The heavily mathematical part is the proof that goes with the justification for the bidding system. Explaining the merits of the auction or explaining what the fraud is is pretty easy.


Professor Whinston didn't work at Google, did he? He just makes his opinion based on some emails found in the discovery?

For all we know, it is equally plausible that Google at some point launched a new prediction model, and in a traffic experiment it showed up the following stats: increase on campaign average cpc price, decrease on average auction discount (or whatever the metric for the gap to 2nd bid is called), and no harm to conversion cost. Team manager reported the metrics highlights to their higher ups. Emails found in discovery... ends with guys on HN throwing fraud accusations, pretty easy.
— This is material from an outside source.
PR #781, opened 2022-02-21
issue warning when dataset name not found

### LINKED ISSUE #778: Issue warning when `$setGroups` has a non-existing dataset name
Currently, this is silently ignored, but better to issue a warning. This is most likely to happen when a dataset name is misspelled.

That person is an expert witness. He's there to explain to non-experts the meaning of what's been found in discovery. What he's saying to the court has likely been vetted by the prosecution.

If your claim is that the prosecution is making up wild shit, then Google's attorneys should have a field day rebutting it.

This doesn't happen very often.


This trial is antitrust, not fraud, so Google lawyers will be rebutting it only to the point it helps them. And they will try to keep it sealed anyways. Since it doesn't seem that either party is willing to describe the auction algorithmically, we may never get to learn it, apart from reading Albert Cory substack

In particular, the linked article mentions 'squashing', and a quick research finds https://www.theregister.com/2010/09/16/yahoo_does_squashing/ where it is mentioned that ads are ranked not by bids, but rather by "bid multiplied by click probability".

In the ideal world, the first question to the auction expert should be "what price is charged, if due to click probability, the second bid ad wins the auction?" and the follow ups would be "but surely, the price charged isn't higher than the bid, or else the advertisers would notice that?" and "supposing the third bid ad wins due to the click probability, how would disabling that multiplying by click probability affect google revenue?"